_AIM OF THE TASK_.
Line by line, retype the material below exactly, from its first line up to and including the one holding "for (size_t i = 0 ; i < (sizeof(r_.i32f)".

(Beginning of PROVIDED ENTRIES)

PR #126, opened 2020-03-29
Add trivial SSE* fallbacks to avx.h

rosbif:
Add trivial SSE2 fallback for simde_mm256_setzero_si256.
Add trivial SSE4.1 fallback for simde_mm256_testz_si256.

Newbie warning: my first GitHub pull request.

My application makes heavy use of certain functions and runs very slowly on old machines without these fallbacks and other AVX2, AVX512F and AVX512BW ones that I shall send if all goes well.

### DIFF
--- a/simde/x86/avx.h
+++ b/simde/x86/avx.h
@@ -427,11 +427,15 @@ simde_mm256_setzero_si256 (void) {
   return _mm256_setzero_si256();
 #else
   simde__m256i_private r_;
-
+#if defined(SIMDE_ARCH_X86_SSE2)
+  r_.m128i[0] = simde_mm_setzero_si128();
+  r_.m128i[1] = simde_mm_setzero_si128();
+#else
   SIMDE__VECTORIZE
   for (size_t i = 0 ; i < (sizeof(r_.i32f) / sizeof(r_.i32f[0])) ; i++) {
     r_.i32f[i] = 0;
   }
+#endif
 
   return simde__m256i_from_private(r_);
 #endif
@@ -5165,17 +5169,21 @@ simde_mm256_testz_si256 (simde__m256i a, simde__m256i b) {
 #if defined(SIMDE_AVX_NATIVE)
   return _mm256_testz_si256(a, b);
 #else
-  int_fast32_t r = 0;
   simde__m256i_private
     a_ = simde__m256i_to_private(a),
     b_ = simde__m256i_to_private(b);
 
+#if defined(SIMDE_ARCH_X86_SSE4_1)
+  return simde_mm_testz_si128(a_.m128i[0], b_.m128i[0]) && simde_mm_testz_si128(a_.m128i[1], b_.m128i[1]);
+#else
+  int_fast32_t r = 0;
   SIMDE__VECTORIZE_REDUCTION(|:r)
   for (size_t i = 0 ; i < (sizeof(a_.i32f) / sizeof(a_.i32f[0])) ; i++) {
     r |= a_.i32f[i] & b_.i32f[i];
   }
 
   return HEDLEY_STATIC_CAST(int, !r);
+#endif
 #endif
 }
 #if defined(SIMDE_AVX_ENABLE_NATIVE_ALIASES)


rosbif:
I guess that my use case doesn't fit in with yours (or at least with your test philosophy).

Let me explain my use case:-
I have SSE4.2, AVX2 and AVX512 versions of my software.
I do much of my work on an old Arrandale laptop which only supports up to SSE4.2.
I wish to test my AVX2 and AVX512 versions efficiently on this laptop.
Without these and other fallbacks for AVX2 and AVX512, my software runs a good order of magnitude more slowly.

mr-c:
Hello @rosbif , thank you for your PR. It looks fine to me, might just be a shortcoming of our testing infrastructure. I'll let @nemequ do the final evaluation to confirm

rosbif:
Thank you Michael for your thumbs up.
I also have modified versions of avx2.h, avx512f.h and avx512.h.
I sent avx.h first as it is by far the simplest.
If it is accepted I shall prepare the other PRs.
They are more complicated as they contain 
- fallbacks for AVX2 and SSE
- typo corrections
- additional functions

nemequ:
Hi @rosbif!  Thanks for the patch!  I've committed it with some minor modifications for `simde_mm256_testz_si128`; I wanted to keep the return value outside of that ifdef so it's available when we start adding other optimizations.  I also made some minor improvements to the test case to exercise some additional paths, and modified the commit message to match [SIMDe's style](https://github.com/nemequ/simde/blob/master/CONTRIBUTING.md#commit-messages).

What compiler version and flags are you using?  I don't actually see [any difference](https://godbolt.org/z/vbEi_C) at `-O3` (which you should really be using for SIMDe, along with `-fopenmp-simd -DSIMDE_ENABLE_OPENMP`. See the ["Usage"](https://github.com/nemequ/simde#usage) section in the README).  

Developing for an architecture or ISA extension your hardware doesn't natively support is very much a use case SIMDe is intended to address; I'm glad someone is using it for this!  Please let me know if you run into any problems.

I'm actually planning on making some changes to SIMDe that would conflict with patches like this, so please submit your other patches ASAP and I'll merge them first.  Note that AVX-512 should call 256-bit versions, not directly call 128-bit versions unless they aren't equivalent.  Also, Intel's compiler is buggy here; you can't reliably use a loop.

Historically I didn't want to just have 256-bit versions call 128-bit versions twice since there is a good chance it will break autovectorization if the compiler actually supports 256-bit vectors but not the ISA in question (for example, ARM SVE).  This shouldn't really be a problem with your patch since it will only call the SSE2/SSE4.1 versions if the compiler has enabled thos extensions, the problem is that if we do it this way we can't take advantage of optimized 128-bit versions for other targets (NEON, AltiVec, WASM SIMD, etc.).

My plan is to add a preprocessor macro which is defined to the length of the longest vector type your CPU supports natively.  So, for Intel CPUs without AVX that would be 128, with AVX it would be 256 (or 512 with AVX-512).  Then, instead of checking to see if `SIMDE_ARCH_X86_SSE2` is defined, we check to see if `SIMDE_NATIVE_VEC_LENGTH <= 128` and, if so, call the SSE2 version.  This would let us take advantage of manual optimizations in SSE2 for other other architectures, but still give the compiler room to autovectorize when the native vector length.

Merging conflicts wouldn't be too difficult, but if you already have the work done I'd rather just get that in place first and avoid the conflicts altogether.

rosbif:
Thank you Evan for your reply and for your great work.

I use the following compilers:-
gcc (Ubuntu 7.5.0-3ubuntu1~18.04) 7.5.0
clang version 6.0.0-1ubuntu2 (tags/RELEASE_600/final)

I don't have Intel's compiler and I haven't been tempted to find it as I have had very bad experiences with it in the past. But that was about 25 years ago. If you don't have confidence in your compiler you end up suspecting it for all your bugs. Do you have to pay for it?

I prefer clang which always gives faster code with identical flags, generally up to 50% but in some cases nearly three times as fast!
I generally use -Ofast which includes all of -O3 and more.
I have tried with -fopenmp-simd -DSIMDE_ENABLE_OPENMP but I have observed no improvement.

The intrinsics which really kill performance without explicit hand coded fallbacks are _mm256_shuffle_epi8() and _mm512_shuffle_epi8().
I use these very heavily.
I don't see how any compiler could find these from the C equivalent.
Also _mm512_mask_cmpeq_epu8_mask().
But I found that explicit hand coded fallbacks always improve performance.

I shall try to submit my other PRs today.
(Unfortunately my laptop has failed with a PSU problem which I haven't yet resolved.)
Can I include new functions as I probably shan't have time to generate test vectors?

nemequ:
Ah yes, the shuffle intrinsics are tough to autovectorize.  However, if you really want to speed that up the best thing would be to use SIMDE__SHUFFLE_VECTOR (which uses __builtin_shufflevector on clang, or __builtin_shuffle on gcc).

> Can I include new functions as I probably shan't have time to generate test vectors?

Can you make those a separate PR?  I don't want to merge them until the have tests, but if you submit the implementations I can add tests to go with them.

Issue #75, opened 2020-01-16
Add clang on arm32 to CI


nemequ:
Clang tends to do a much better job of warning (well, erroring) about out-of-range values being passed.  This can be a bit annoying because the checks are done before dead code elimination (so you can't do something like `(imm8 & ~15) ? vdup_n_s16(0) : vshl_s16(imm8)`), but it also catches a *lot* of bugs.

For now clang-9 is working on arm32, but I'd definitely like to get a CI build going before I start working on more ARM implementations.

@junaruga, maybe you happen to know of an example we could use?

junaruga:
> @junaruga, maybe you happen to know of an example we could use?

Hi, I am happy to assist this.
Thank you for explaining the context to use clang.

I do not know the exact example for "clang-9 on arm32".
But I know some clues.

## clang-9 and clang-8

clang-8 on amd64 (x86_64) is example with "llvm-toolchain-xenial-8" repository.
https://github.com/ruby/ruby/blob/master/.travis.yml#L99

And it seems that `llvm-toolchain-bionic-9` repository is available on [llvm web site](https://apt.llvm.org/). Maybe we can use the repository.

> deb http://apt.llvm.org/bionic/ llvm-toolchain-bionic-9 main
> deb-src http://apt.llvm.org/bionic/ llvm-toolchain-bionic-9 main

## arm32

And for arm32 case, I introduced you the example for "gcc on arm32" you.

I will try to run "clang-9 on arm32 to CI" on my forked repository.

nemequ:
Thanks.

I used that repo for a clang-9 for amd64 build, it works great.

I'm just not sure how to get it to cross-compile to arm32 in a way that will be usable to run tests; it's not like GCC where you install an `arm-linux-gnueabihf-gcc` and just use that.  Clang is [natively a cross-compiler](https://clang.llvm.org/docs/CrossCompilation.html), I just have no idea what values to pass.

All the examples I can find want me to DL a sysroot for a board (usually a RPi) to target, but this needs to target Ubuntu 18.04 arm32.  Seems like it should be easier, but I guess nobody is bothering.

junaruga:
Perhaps `- CFLAGS="-target armv8l-unknown-linux-eabihf"` might be used for the `clang-9 on arm32`.

I am still working in progress [here](https://github.com/junaruga/ci-multi-arch-native-test/blob/wip/travis-arm32-clang/.travis.yml).

[...]

PR #128, opened 2020-03-30
suggestion: drone: add arm32 clang-N cases.

junaruga:
This PR is related to https://github.com/nemequ/simde/issues/75 .
I want to suggest using Drone CI to test clang arm32 cases for now.

As a initial setting, I added clang-9 and clang-7 arm32 cases.
Here is the result of my forked repository. You see some errors by `make -j` on the clang-7 case.
https://cloud.drone.io/junaruga/simde/10/2/2

```
+ make -j
...
/drone/src/test/x86/../../simde/x86/sse2.h:2344:54: error: no member named 'neon_f64' in 'simde__m128d_private'
...
```

This case is for clang-7.
But I observed the similar errors on clang-10 and clang-9 arm32 cases in Fedora project build system.
Later I will share it too.

For Drone CI, if you are interested in starting Drone CI, the way is just to go to https://drone.io/ , and enable it for this repository.

Drone CI has 2 type of the setting files `.drone.yml` and `.drone.star`.
You can switch the used file in the setting page. The default setting is `.drone.yml`.
But you see this PR's 2 cases has common parts. Because `.drone.yml` does not support like a `matrix` feature in Travis.
If we want to do like a `matrix` feature, we need to use `.drone.star` that has Starlark language syntax. Starlark is a Python-like script language. [1]

How do you think?

[1] https://docs.drone.io/pipeline/scripting/starlark/

### DIFF
--- a/.drone.yml
+++ b/.drone.yml
@@ -1,0 +1,57 @@
+---
+kind: pipeline
+type: docker
+name: "clang-9 arm32"
+platform:
+  os: linux
+  arch: arm
+steps:
+  - name: test
+    image: ubuntu:bionic
+    environment:
+      CC: clang-9
+      CXX: clang++-9
+    commands:
+    - uname -m
+    - apt-get -yq update
+    - apt-get -yq install clang-9 cmake git-core make
+    - git submodule update --init --recursive
+    - mkdir test/build
+    - cd test/build
+    - cmake ..
+    - make -j
+    - ./run-tests
+trigger:
+  branch:
+    exclude:
+    - wip/*
+
+---
+kind: pipeline
+type: docker
+name: "clang-7 arm32"
+platform:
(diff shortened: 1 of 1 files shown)


nemequ:
This sounds like a good idea to me.  I actually had it enabled already, but hadn't added the configuration; notice that it actually built your PR already.

The starlink stuff looks really nice, and it would make it really easy to keep all the configuration stuff in sync.  I'd like to switch to that, but for now I'll go ahead and merge this as-is… we can always switch over later.

junaruga:
> The starlink stuff looks really nice, and it would make it really easy to keep all the configuration stuff in sync. I'd like to switch to that, but for now I'll go ahead and merge this as-is… we can always switch over later.

Okay. Thank you for merging the PR.

PR #131, opened 2020-03-30
Avx2 blend

mr-c:
`mm256_blend_epi32` is needed for https://tracker.debian.org/pkg/kalign


nemequ:
Awesome.  Merged, thanks.

Some compilers have trouble if the imm8 isn't an integer constant expression, so I added a trivial patch on top to move the the native definitions to macros.

PR #134, opened 2020-03-31
Correct typos in avx512f.h

rosbif:
I think that SIMDE_AVX512_ENABLE_NATIVE_ALIASES and SIMDE_AVX2_ENABLE_NATIVE_ALIASES should be SIMDE_AVX512F_ENABLE_NATIVE_ALIASES.
Or am I being stupid again?

### DIFF
--- a/simde/x86/avx512f.h
+++ b/simde/x86/avx512f.h
@@ -352,7 +352,7 @@ simde_mm512_castpd_ps (simde__m512d a) {
     return r;
   #endif
 }
-#if defined(SIMDE_AVX512_ENABLE_NATIVE_ALIASES)
+#if defined(SIMDE_AVX512F_ENABLE_NATIVE_ALIASES)
 #  define _mm512_castpd_ps(a) simde_mm512_castpd_ps(a)
 #endif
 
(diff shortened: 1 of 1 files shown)


nemequ:
Oops.  No, you're absolutely right.  Merged (as 8a0a1627db81455cd155b8aac66716811c33abe8), thanks!

Unfortunately native aliases aren't really tested; we would have to copy all the test cases, add a way to map a function to either the prefixed or native version, and still there would be some minor differences we would need to ifdef around in the tests.  I'm not sure if you found these because you were trying to use them or just reading the code, but either way it's really valuable, so thank you!  Please don't hesitate to let us know if you find any more issues like this.

rosbif:
I have many local additions to avx512f but you asked me to hold off before submitting them.
Can I submit them now?

As a question of style (and maybe efficiency) would you prefer, for example:-
  r_.m256i[0] = simde_mm256_set1_epi8(a);
  r_.m256i[1] = simde_mm256_set1_epi8(a);
or
  r_.m256i[1] = r_.m256i[0] = simde_mm256_set1_epi8(a);
or something completely different e.g. memset()?

I haven't looked into generating test vectors yet, but testing my software pushes tens of gigabytes of quasi-random data through these functions.
Apart from rare special cases (e.g. the (stupid?) sign bit setting bytes to zero in byte shuffles), I think that my functions are well tested.
IIRC you said that you would generate test cases, but would you like me to try?

To answer your implicit questions:-
I found the first error when I C&P'd an existing function to use as a template for mine.
I thought WTF and so I grepped for ENABLE_NATIVE_ALIASES and found the others.

I started off using the simde_ versions but I recently tried SIMDE_ENABLE_NATIVE_ALIASES.
After a little effort this worked fine so I switched to using the native versions.

PR #135, opened 2020-03-31
Define SIMDE_AVX512BW_ENABLE_NATIVE_ALIASES

rosbif:
Shouldn't SIMDE_AVX512BW_ENABLE_NATIVE_ALIASES be conditionally defined and used something like this?


nemequ:
Yep.  Merged (6f7307e826abb290d0c4e531a087e52dbc7b83ad), thanks!

PR #1679, opened 2023-07-09
Fixed skill advancement modifier not being used when calculating advancement range cost

Forien:
Fixed skill advancement modifier not being used when calculating advancement range cost 

Resolves moo-man/WFRP4e-FoundryVTT#1553


Forien:
I made second commit that changes styling on the code (mainly setting same indentation level as neighbouring functions), so it can be hard to see the diff there.

Changes to code can be viewed here: https://github.com/moo-man/WFRP4e-FoundryVTT/pull/1679/commits/4055344dc86ca3c87effb20ec52dcec021722004

PR #1689, opened 2023-07-11
Some CSS to make Item Piles more readable. Probably not perfect. Config screen could use more love.

Forien:


Forien:
Don't merge it yet, I found several places to fix. Will add another commit tomorrow

Forien:
Okay, in my eyes it's done. Could use some polish with sliders when configuring Item Piles or some other things, but most imporantly it's all readable and the stuff that Players see looks in my opinion decent.

PR #1694, opened 2023-07-12
Add worded modifiers ("Half", "Twice" etc.) for Spells

### LINKED ISSUE #1684: [WFRP4e System] "Half" Modifier not working in Spell's attributes like Range, Duration, Target/AoE
For example `Death's Release`, `Captivating Flame` or other spells in WoM have "Half" in Range.

Yet spells when "unrolled" / "uncollapsed" in the "Magic" tab on the character sheet will show something like "Half 35 yards".

Support for "Half, Quarter" and other word modifiers for Range, Duration, AoE/Target would be appreciated, especially when creating custom spells.

<br/>**From**: forien<br/>foundry: 11.304<br/>wfrp4e: 6.5.9<br/>wfrp4e-core: 3.1.4<br/>wfrp4e-up-in-arms: 3.0.6<br/>wfrp4e-wom: 3.0.5<br/>Active Modules: ATL, dfreds-chat-pins, dfreds-effects-panel, forien-armoury, forien-custom-utility, lib-wrapper, socketlib, times-up, wfrp4e-gm-toolkit, wfrp4e-unofficial-grimoire

Forien:
Resolves #1684

Caveat: I only realized that near the end, but I guess my solution will break if someone does Range like `Half Willpower Bonus + Twice Intelligence Bonus`. It will completely ignore the `Twice`... so not sure it's the best solution then.

On the other hand I don't know if there exists a spell that would consider this, so not sure if it's worth time chasing a very specific edge case...

### DIFF
--- a/modules/item/item-wfrp4e.js
+++ b/modules/item/item-wfrp4e.js
@@ -1191,7 +1191,7 @@ export default class ItemWfrp4e extends Item {
       return value;
 
     // Check for generic word modifiers such as "half", "triple" etc.
-    let modifier = WFRP_Utility.processWordedModifier(ammoValue.toLowerCase(), value);
+    let modifier = WFRP_Utility.processWordedModifier(ammoValue, value);
     if (modifier !== false)
       return modifier;
     else // If the range modification is a formula (supports +X -X /X *X)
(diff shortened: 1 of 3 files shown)


moo-man:
This should probably receive a lot of scrutiny and testing to ensure all the spells still correctly compute (and this also may affect translations).

Forien:
I tried to make sure existing translations are not impacted. 

As for spells, from what I've tested it works fine, but yeah, more testing is better. It's not urgent issue, so PR can sit here for a while, no worries

silentmark:
@Forien, sorry for jumping in, but is this really necessary? you can have any basic arythmetic operations on integers, and introducing words like twice/half will complicate life for i.e. Polish translation. English has much easier rules of declinazione, in contrary to Polish, where such wording would either sound badly or would be much harder to parse.

Forien:
> @Forien, sorry for jumping in, but is this really necessary? you can have any basic arythmetic operations on integers, and introducing words like twice/half will complicate life for i.e. Polish translation. English has much easier rules of declinazione, in contrary to Polish, where such wording would either sound badly or would be much harder to parse.

`Death's Release`, `Captivating Flame` and other spells in WoM are specifically worded `Half Willpower yards` or `Half Initiative yards` and their FVTT counterparts have Ranges worded as that in official WoM module too.

If Official Module has `Half Willpower yards` but then system itself screws stuff up and displays range as `Half 40 yards` then something is not right. And it will interfere with macros and 3rd party modules that might use Spell's range, even if they only extract numeric value, it will not be accurate true value.

Your argument could be used on ammunition as well. Why have "twice weapon" or "half weapon" if we have `*` and `/` operators?

I think if we allow worded modifiers in one place where Rulebooks use them, we should allow in all places Rulebooks use them (and for further consistency, if we allow users to use `Half` etc in Spell's Range, they will be confused if we don't allow it in Duration).


### Translation concerns
For Polish, it's not that hard to translate those words. "Czwarta", "Trzecia", "Połowa", "Dwukrotność", "Trzykrotność" etc. 

I would argue (and agree) that lack of ability to properly decline words for Characteristics is way bigger issue here. "Half Willpower Bonus" would probably need to end up like "Połowa Siła Woli metrów" which sounds just plain bad. 

**_BUT!_**, nobody stops translators to (using Babele or something) completely change "Half Willpower yards" to "Siła Woli / 2 metrów". Remember that those things are within Spell Items itself, not within main translation file. And support for arithmetics is not taken away, so basically, **nothing in this Pull Request changes for translations in comparison to how things work now**. All current features work. If you translated `as weapon` and `half weapon`, it will still register properly. If you used arithmetics in translations, this feature is still there. 

The only difference is that it now **additionally** supports worded modifiers for new things, because C7 started adding those to Spell Ranges and _that_ is currently not supported by this system

silentmark:
thanks for explanation, as long as it's backward - compatibile, i feel more secured, especially that we are close to end with PL translation. However, i still think it would be better to change the WoM module spells with ```Initiative / 2 yards``` instead.

Forien:
Accidentally deleted branch on my end, sorry :D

(End of PROVIDED ENTRIES)

_ANSWER SECTION_.
PR #126, opened 2020-03-29
Add trivial SSE* fallbacks to avx.h

rosbif:
Add trivial SSE2 fallback for simde_mm256_setzero_si256.
Add trivial SSE4.1 fallback for simde_mm256_testz_si256.

Newbie warning: my first GitHub pull request.

My application makes heavy use of certain functions and runs very slowly on old machines without these fallbacks and other AVX2, AVX512F and AVX512BW ones that I shall send if all goes well.

### DIFF
--- a/simde/x86/avx.h
+++ b/simde/x86/avx.h
@@ -427,11 +427,15 @@ simde_mm256_setzero_si256 (void) {
   return _mm256_setzero_si256();
 #else
   simde__m256i_private r_;
-
+#if defined(SIMDE_ARCH_X86_SSE2)
+  r_.m128i[0] = simde_mm_setzero_si128();
+  r_.m128i[1] = simde_mm_setzero_si128();
+#else
   SIMDE__VECTORIZE
   for (size_t i = 0 ; i < (sizeof(r_.i32f) / sizeof(r_.i32f[0])) ; i++) {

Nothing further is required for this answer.